» Work required
Reproduce the listing that follows so that each line matches the original exactly.

» Supplied material
PR #940, opened 2026-06-23
[Issue #900] transforms example

### LINKED ISSUE #900: [TS SDK] Build example of transforms from SGG
### Summary

After expanding the TypeScript plugin to support transforms, build an example that uses the plugin to transform Simpler.Grants.gov opportunity data to and from CommonGrants.

### Acceptance criteria

- [ ] A working example demonstrates SGG opportunity data transformed via the `common-grants` TypeScript plugin
- [ ] The example is documented in the plugin repo

jcrichlake:
### Summary

  - Fixes #900
  - Time to review: 10 minutes

  ### Changes proposed
  > What was added, updated, or removed in this PR.

  Adds end-to-end round-trip transform example scripts for both the TypeScript and Python SDKs using the published `cg-grants-gov` plugin (v0.2.0). These examples replace the previous
  approach of referencing a local plugin with a dependency on the published package.

  **New files:**
  - `lib/ts-sdk/examples/grants-gov-transforms.ts` — TypeScript round-trip validation script
  - `lib/python-sdk/examples/grants_gov_transforms.py` — Python round-trip validation script

  **Updated:**
  - `lib/ts-sdk/package.json` — Added `@common-grants/cg-grants-gov@^0.2.0` dev dependency and `example:grants-gov` npm script
  - `lib/ts-sdk/tsconfig.json` — Added `@common-grants/sdk/*` path alias pointing to `./src/*`
  - `lib/python-sdk/pyproject.toml` — Added `cg-grants-gov = "^0.2.0"` dependency
  - `lib/python-sdk/poetry.lock` / `pnpm-lock.yaml` — Updated lockfiles
  - Minor: removed a blank line in `transformation.py`, added explicit `-> None` return types on two test functions

  ### Context for reviewers
  > Testing instructions, background context, more in-depth details of the implementation, and anything else you'd like to call out or ask reviewers. Explain how the changes were
  verified.

  Both example scripts perform the same end-to-end validation flow:

  1. Fetch a real opportunity from a running Simpler.Grants.gov API instance (`http://localhost:8080`) by opportunity ID
  2. Validate the raw response against `GrantsGovOpportunitySchema`
  3. Transform to CommonGrants format via `toCommon` / `to_common`
  4. Transform back to source format via `fromCommon` / `from_common`
  5. Assert that key fields survive the round-trip (exact matches: `opportunity_id`, `opportunity_number`, `agency_code`, `agency_name`, `opportunity_title`; semantic match:
  `opportunity_status` with known lossy mappings like `archived → closed`; presence checks: `created_at`, `updated_at`)
  6. Run a full deep-diff of raw vs. round-tripped output and report any remaining field differences

  The key change from prior iterations is that these examples now depend on the **published** `cg-grants-gov` / `@common-grants/cg-grants-gov` package (v0.2.0) rather than a local
  plugin path, making them usable as standalone reference implementations.

  **Running the TypeScript example:**
  ```bash
  # Requires a local Simpler.Grants.gov API running on port 8080
  pnpm --filter @common-grants/ts-sdk example:grants-gov <opportunityId>
  # or
  GRANTS_GOV_OPP_ID=<id> pnpm --filter @common-grants/ts-sdk example:grants-gov
  ```

  **Running the Python example:**
  ```bash
  cd lib/python-sdk
  poetry run python examples/grants_gov_transforms.py <opportunityId>
  # or
  GRANTS_GOV_OPP_ID=<id> poetry run python examples/grants_gov_transforms.py
  ```

  ### Additional information
  Python Screenshots
  
image

image

image

image

image

image

image

  
image

image

image


lib/python-sdk/pyproject.toml
```diff
@@ -11,6 +11,7 @@ python = "^3.11"
 pydantic = "^2.11.0"
 marshmallow = "^3.20.0"
 httpx = ">=0.27,<0.29"
+cg-grants-gov = "^0.2.0"
```
SnowboardTechie: The bigger thing I'd push on: this puts `cg-grants-gov` in the main runtime deps, but `cg-grants-gov` 0.2.0 itself requires `common-grants-sdk` (>=0.7.0), so the SDK now points at its own downstream plugin and pulls it plus transitives into every `pip install common-grants-sdk`, even though nothing in the shipped package imports it. The TS side has this under `devDependencies`. Worth moving to `[tool.poetry.group.dev.dependencies]` to match.

lib/python-sdk/examples/grants_gov_transforms.py
```diff
@@ -0,0 +1,244 @@
...
+
+from common_grants_sdk.client import Client
+from common_grants_sdk.client.config import Config
+
+# =============================================================================
+# Config
+# =============================================================================
+
+opp_id = sys.argv[1] if len(sys.argv) > 1 else os.environ.get("GRANTS_GOV_OPP_ID")
+api_key = "two_org_user_key"
```
SnowboardTechie, line 31: Small one: this `api_key` is dead, `Config(...)` re-inlines the same literal right below. TS uses its `apiKey` const, so either drop this line or pass it into `Config` for parity.

lib/python-sdk/examples/grants_gov_transforms.py
```diff
@@ -0,0 +1,244 @@
...
+    if diffs:
+        print(f"  {len(diffs)} field(s) differ after round-trip:")
+        for path, a_val, b_val in diffs:
+            print(f"    {path}")
+            print(f"      raw:  {a_val!r}")
+            print(f"      back: {b_val!r}")
+    else:
+        print("  PASS  all fields identical after round-trip")
+
+    print("\n=== All checks passed ===")
```
SnowboardTechie: Minor: the `deepDiff` above prints any field differences but never fails, so "All checks passed" prints even when it just listed some. The round-trip is intentionally lossy so the diff being informational is fine, just the final line reads a touch contradictory next to it. Maybe "explicit checks passed", or fold the diff count in. (Same on the TS side at `grants-gov-transforms.ts:251`.)

SnowboardTechie (commented):
Nice work on this. The round-trip plus deep-diff approach reads really clean, and having both SDKs exercised against a live opportunity is exactly the consumer-side proof these transforms needed. Left a couple of inline notes; the Python dependency-placement one is the only thing I'd want sorted before merge, the rest are small.

One that doesn't map to a diff line, more a question: [#900](https://github.com/HHS/simpler-grants-protocol/issues/900)'s second AC is "the example is documented in the plugin repo," and `cg-grants-gov` ships from the separate `ts-cg-grants-gov` / `py-cg-grants-gov` repos rather than this one. Is that doc step meant to land there in a follow-up, or are we treating the example plus run command here as enough to close it? Either way, the new example isn't in `lib/ts-sdk/examples/README.md` yet (which has a per-example section for the others), so adding it there seems worth doing regardless.

SnowboardTechie (approved):
Dependency move's clean, nits handled on both SDKs, CI green. Approving.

» Task response
PR #940, opened 2026-06-23
[Issue #900] transforms example

### LINKED ISSUE #900: [TS SDK] Build example of transforms from SGG
### Summary

After expanding the TypeScript plugin to support transforms, build an example that uses the plugin to transform Simpler.Grants.gov opportunity data to and from CommonGrants.

### Acceptance criteria

- [ ] A working example demonstrates SGG opportunity data transformed via the `common-grants` TypeScript plugin
- [ ] The example is documented in the plugin repo

jcrichlake:
### Summary

  - Fixes #900
  - Time to review: 10 minutes

  ### Changes proposed
  > What was added, updated, or removed in this PR.

  Adds end-to-end round-trip transform example scripts for both the TypeScript and Python SDKs using the published `cg-grants-gov` plugin (v0.2.0). These examples replace the previous
  approach of referencing a local plugin with a dependency on the published package.

  **New files:**
  - `lib/ts-sdk/examples/grants-gov-transforms.ts` — TypeScript round-trip validation script
  - `lib/python-sdk/examples/grants_gov_transforms.py` — Python round-trip validation script

  **Updated:**
  - `lib/ts-sdk/package.json` — Added `@common-grants/cg-grants-gov@^0.2.0` dev dependency and `example:grants-gov` npm script
  - `lib/ts-sdk/tsconfig.json` — Added `@common-grants/sdk/*` path alias pointing to `./src/*`
  - `lib/python-sdk/pyproject.toml` — Added `cg-grants-gov = "^0.2.0"` dependency
  - `lib/python-sdk/poetry.lock` / `pnpm-lock.yaml` — Updated lockfiles
  - Minor: removed a blank line in `transformation.py`, added explicit `-> None` return types on two test functions

  ### Context for reviewers
  > Testing instructions, background context, more in-depth details of the implementation, and anything else you'd like to call out or ask reviewers. Explain how the changes were
  verified.

  Both example scripts perform the same end-to-end validation flow:

  1. Fetch a real opportunity from a running Simpler.Grants.gov API instance (`http://localhost:8080`) by opportunity ID
  2. Validate the raw response against `GrantsGovOpportunitySchema`
  3. Transform to CommonGrants format via `toCommon` / `to_common`
  4. Transform back to source format via `fromCommon` / `from_common`
  5. Assert that key fields survive the round-trip (exact matches: `opportunity_id`, `opportunity_number`, `agency_code`, `agency_name`, `opportunity_title`; semantic match:
  `opportunity_status` with known lossy mappings like `archived → closed`; presence checks: `created_at`, `updated_at`)
  6. Run a full deep-diff of raw vs. round-tripped output and report any remaining field differences

  The key change from prior iterations is that these examples now depend on the **published** `cg-grants-gov` / `@common-grants/cg-grants-gov` package (v0.2.0) rather than a local
  plugin path, making them usable as standalone reference implementations.

  **Running the TypeScript example:**
  ```bash
  # Requires a local Simpler.Grants.gov API running on port 8080
  pnpm --filter @common-grants/ts-sdk example:grants-gov <opportunityId>
  # or
  GRANTS_GOV_OPP_ID=<id> pnpm --filter @common-grants/ts-sdk example:grants-gov
  ```

  **Running the Python example:**
  ```bash
  cd lib/python-sdk
  poetry run python examples/grants_gov_transforms.py <opportunityId>
  # or
  GRANTS_GOV_OPP_ID=<id> poetry run python examples/grants_gov_transforms.py
  ```

  ### Additional information
  Python Screenshots
  
image

image

image

image

image

image

image

  
image

image

image


lib/python-sdk/pyproject.toml
```diff
@@ -11,6 +11,7 @@ python = "^3.11"
 pydantic = "^2.11.0"
 marshmallow = "^3.20.0"
 httpx = ">=0.27,<0.29"
+cg-grants-gov = "^0.2.0"
```
SnowboardTechie: The bigger thing I'd push on: this puts `cg-grants-gov` in the main runtime deps, but `cg-grants-gov` 0.2.0 itself requires `common-grants-sdk` (>=0.7.0), so the SDK now points at its own downstream plugin and pulls it plus transitives into every `pip install common-grants-sdk`, even though nothing in the shipped package imports it. The TS side has this under `devDependencies`. Worth moving to `[tool.poetry.group.dev.dependencies]` to match.

lib/python-sdk/examples/grants_gov_transforms.py
```diff
@@ -0,0 +1,244 @@
...
+
+from common_grants_sdk.client import Client
+from common_grants_sdk.client.config import Config
+
+# =============================================================================
+# Config
+# =============================================================================
+
+opp_id = sys.argv[1] if len(sys.argv) > 1 else os.environ.get("GRANTS_GOV_OPP_ID")
+api_key = "two_org_user_key"
```
SnowboardTechie, line 31: Small one: this `api_key` is dead, `Config(...)` re-inlines the same literal right below. TS uses its `apiKey` const, so either drop this line or pass it into `Config` for parity.

lib/python-sdk/examples/grants_gov_transforms.py
```diff
@@ -0,0 +1,244 @@
...
+    if diffs:
+        print(f"  {len(diffs)} field(s) differ after round-trip:")
+        for path, a_val, b_val in diffs:
+            print(f"    {path}")
+            print(f"      raw:  {a_val!r}")
+            print(f"      back: {b_val!r}")
+    else:
+        print("  PASS  all fields identical after round-trip")
+
+    print("\n=== All checks passed ===")
```
SnowboardTechie: Minor: the `deepDiff` above prints any field differences but never fails, so "All checks passed" prints even when it just listed some. The round-trip is intentionally lossy so the diff being informational is fine, just the final line reads a touch contradictory next to it. Maybe "explicit checks passed", or fold the diff count in. (Same on the TS side at `grants-gov-transforms.ts:251`.)

SnowboardTechie (commented):
Nice work on this. The round-trip plus deep-diff approach reads really clean, and having both SDKs exercised against a live opportunity is exactly the consumer-side proof these transforms needed. Left a couple of inline notes; the Python dependency-placement one is the only thing I'd want sorted before merge, the rest are small.

One that doesn't map to a diff line, more a question: [#900](https://github.com/HHS/simpler-grants-protocol/issues/900)'s second AC is "the example is documented in the plugin repo," and `cg-grants-gov` ships from the separate `ts-cg-grants-gov` / `py-cg-grants-gov` repos rather than this one. Is that doc step meant to land there in a follow-up, or are we treating the example plus run command here as enough to close it? Either way, the new example isn't in `lib/ts-sdk/examples/README.md` yet (which has a per-example section for the others), so adding it there seems worth doing regardless.

SnowboardTechie (approved):
Dependency move's clean, nits handled on both SDKs, CI green. Approving.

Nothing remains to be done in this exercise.